T&A San Marino – No. 45
- Outfielder
- Born: 7 January 1981 (age 45) Rimini, Italy
- Bats: RightThrows: Right

IBL debut
- 1997, for the Rimini Baseball
- Stats at Baseball Reference

Teams
- Rimini Baseball (1997–1999); Arizona League Mariners (2000); Rimini Baseball (2001–2014); T&A San Marino (2015–present);

Medals
Men's baseball
Representing Italy
Intercontinental Cup
| Bronze medal – third place | 2010 Chinese Taipei | Team |
European Baseball Championship
| Gold medal – first place | 2010 Germany | Team |
| Gold medal – first place | 2012 Netherlands | Team |
| Silver medal – second place | 2014 Czech Republic and Germany | Team |

= Mario Chiarini =

Italian baseball player (born 1981)

Mario Chiarini (born 7 January 1981) is an Italian professional baseball player who competed in the 2004 Summer Olympics. He's the current captain of the Italian team.

==Career==
===Club===
Mario Chiarini was 16 years old in his senior debut, in 1997, for his hometown team Rimini Baseball.

===Minor league===
Chiarini played for the Arizona League Mariners in 2000.

===Back to club===
After his stint with Mariners, Chiarini continued his career in Rimini from 2001 to 2015. With Rimini he won 3 Italian championships, and 2 national cups.

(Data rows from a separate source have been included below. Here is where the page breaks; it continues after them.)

PR #1235, opened 2024-07-23
[ABW-3650] Security state incorrectly updating

matiasbzurovski:
Jira ticket: [ABW-3650](https://radixdlt.atlassian.net/browse/ABW-3650)

## Description
This PR solves an issue where a security problem would up for an instant when toggling the balances visibility. 

### Notes
This issue was introduced when we fixed another similar on https://github.com/radixdlt/babylon-wallet-ios/pull/1207. Basically, we were considering `.started` backups as failures, which helped solved the previous situation. 
However, we shouldn't consider `.started` backups as failures when the last backup was a `.success`: they should only be considered failures when the previous one was a `.failure`. Therefore, the solution is to just ignore `.started` backups for this check.

### Before vs After
| Before | After |
| -- | -- |
| <video src=https://github.com/user-attachments/assets/12eaf8f7-953f-4d6f-9ad3-37969571862e> | <video src=https://github.com/user-attachments/assets/46fbdb0a-7813-48bb-a34f-fac5edb4f4db> |

[ABW-3650]: https://radixdlt.atlassian.net/browse/ABW-3650?atlOrigin=eyJpIjoiNWRkNTljNzYxNjVmNDY3MDlhMDU5Y2ZhYzA5YTRkZjUiLCJwIjoiZ2l0aHViLWNvbS1KU1cifQ

### DIFF
--- a/RadixWallet/Clients/SecurityCenterClient/SecurityCenterClient+Live.swift
+++ b/RadixWallet/Clients/SecurityCenterClient/SecurityCenterClient+Live.swift
@@ -38,6 +38,10 @@ extension SecurityCenterClient {
 		func cloudBackups() async -> AnyAsyncSequence<BackupStatus?> {
 			let profileID = await profileStore.profile.id
 			let backups = userDefaults.lastCloudBackupValues(for: profileID)
+				.filter { backup in
+					backup?.isFinal ?? true
+				}
+				.eraseToAnyAsyncSequence()
 			return await statusValues(results: backups)
 		}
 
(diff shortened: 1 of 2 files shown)


danvleju-rdx (approved):

GhenadieVP:
To understand those issues better, 
it seems that [this removal](https://github.com/radixdlt/babylon-wallet-ios/blob/f3767b7521e4ceea9f0e8d7167dc39d7169df344/RadixWallet/Clients/CloudBackupClient/CloudBackupClient%2BLive.swift#L167) is root cause that triggers those inconsistencies. It feels a bit odd to end up in the state of no backup when it is removed right before another backup is started, shouldn't the old backup info be rather replaced than removed and then added again 🤔?

matiasbzurovski:
@GhenadieVP not really, the removal is only done if the latest backup failed. For the case this PR fixes, no backup has failed and we still had this issue because a backup was set as `.started` and we considered that an error.

GhenadieVP (approved):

Chiarini currently plays for the T&A San Marino.

===International===
Mario Chiarini has played for Italy national baseball team since 2002. He made the roster for the World Baseball Classic for the first time in 2009. He also represented his country in the 2013 edition.

At the 2009 World Baseball Classic, Chiarini made a spectacular diving catch to rob Bobby Abreu of an RBI. In the process of doing so, Chiarini suffered an embarrassing wardrobe malfunction: Mario's belt split in half.

As a member of national team, he won two European Baseball Championships, in 2010 and in 2012. He missed the 2016 edition because of an injury, to which manager Mazzieri said to be "strange to coach the team without him for the first time".